- Born: Russell Allen Rhea July 31, 1962 (age 63) Phoenix, Arizona, U.S
- Education: Arizona State University
- Occupations: Television and radio broadcaster, public relations
- Spouse: Lynne Henderlong (1962-)

= Russ Rhea =

American journalist (born 1962)

Russell Rhea (born July 31, 1962 in Phoenix, Arizona) is a former television journalist best known for his reporting on Texas National Guard missions in Bosnia and Central America and is currently a public relations executive in Austin, Texas. Rhea grew up in Rancho Palos Verdes, California and is a 1981 graduate of Rolling Hills High School. He graduated from the Walter Cronkite School of Journalism at Arizona State University in 1985 and began his television career at KYEL-TV in Yuma, Arizona. After 3 years as a reporter and host of PM Magazine at KWQC-TV in Davenport, Iowa, Rhea moved to KXAN-TV in Austin, Texas, where he spent 10 years as a morning show host, weathercaster and reporter.
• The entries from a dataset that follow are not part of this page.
PR #239, opened 2023-01-16
PRT-173 Make logging async using singleton

Aleksao998:

This is PR creates a singleton Logger which accepts log messages async. It also has a allow list, which can block some error messages to be print inside epoch with error code

Before adding this we had spam of error logs for some edge casses. FOr example if there are not available providers for an epoch, we know that no new providers will be available till next epoch so we don't need to print it every time

Inside logger we can allow-list some error codes

```
Start a chain
init_chain_command
stop providers for specific chain (for example ETH)
Send relays to the ETH portal multiple times, zou see no pairing available only first time
curl -X POST -H "Content-Type: application/json"  127.0.0.1:3333/1 --data '{"jsonrpc":"2.0","method":"eth_blockNumber","params":[],"id":1}'
```

* **Other information**:


utils/logger/logger.go
```diff
@@ -0,0 +1,120 @@
...
+	"github.com/lavanet/lava/utils/allowList"
+	"github.com/rs/zerolog"
+	zerologlog "github.com/rs/zerolog/log"
+)
+
+var (
+	instance *Logger
+	once     sync.Once
+)
+
```
ranlavanet, line 16: lets add a comment describing what these numbers are for

utils/logger/logger.go
```diff
@@ -0,0 +1,120 @@
...
+func (l *Logger) printLogs(description string, logEvent *zerolog.Event) {
+	logEvent.Msg(description)
+}
+
+// Log function is to push the log messages to the channel
+func (l *Logger) Log(msg LogMessage) {
+	// Print a log if a channel gets full
+	if len(l.logChan) == cap(l.logChan) {
+		logEvent := zerologlog.Warn()
+		logEvent.Msg("Log channel is full")
```
ranlavanet, line 116: lets, for now, return without printing the log.

ranlavanet: lets also add everything to a go routine

ranlavanet (changes requested):

relayer/sentry/sentry.go
```diff
@@ -612,6 +613,12 @@ func (s *Sentry) Start(ctx context.Context) {
 				utils.LavaFormatInfo("New Epoch Event", nil)
 				utils.LavaFormatInfo("New Epoch Info:", &map[string]string{"Height": strconv.FormatInt(data.Block.Height, 10)})
 
+				// Get logger instance
+				logger := singletonLogger.GetInstance()
```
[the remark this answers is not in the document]
Aleksao998: Fixed, 1354966e1c5a66a0ad783c96aeff6f1b8defeffe

utils/logger/logger.go
Aleksao998: Fixed returning 02950e1f5a7f71ae9755d820a33b1488a0cda5b1, also changed the log to the error level so we would easier catch it.

The idea with go routines has a major flaw, if we put this in go routine, we can not guarantee that the logs will be printed in the same order as they arrived. This can mess up an order of logs which will make debugging impossible

utils/logger/logger.go
Aleksao998: Fixed 3dca57a241b5d5c718a4202326fd4c7ea711dae7

utils/allowList/allowList.go
```diff
@@ -0,0 +1,59 @@
...
+func (al *AllowList) IsErrorSet(code uint32) bool {
+	// Check if the pointer is nil.
+	if al == nil {
+		// If the pointer is nil, return false.
+		return false
+	}
+
+	// Check if the value for the specified error name is set to true.
+	if val, ok := (*al)[code]; ok && val {
+		return true
```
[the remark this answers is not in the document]
Aleksao998: FIxed ff1b98818ab2447a84b94aa17c79f9a3aa725a01

ranlavanet (dismissed):

Aleksao998:
Closing this PR for now, after creating a new rpcConsumer we don't have a need for allow list for logs and we don't want to add extra complexity without need for it.

If in the future we again get a need for it, this PR is completed so we can always re open it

In 1987, the Texas National Guard invited Rhea to report on their activities in Bosnia; his reports from Sarajevo won several awards.

Rhea left television in 2000 and joined Hahn, Texas Communications (formerly TateAustinHahn) . In addition to leading media efforts on a number of public issues elections in Texas, Rhea has won numerous public relations industry awards for video production and conducts TateAustinHahn's spokesperson training program.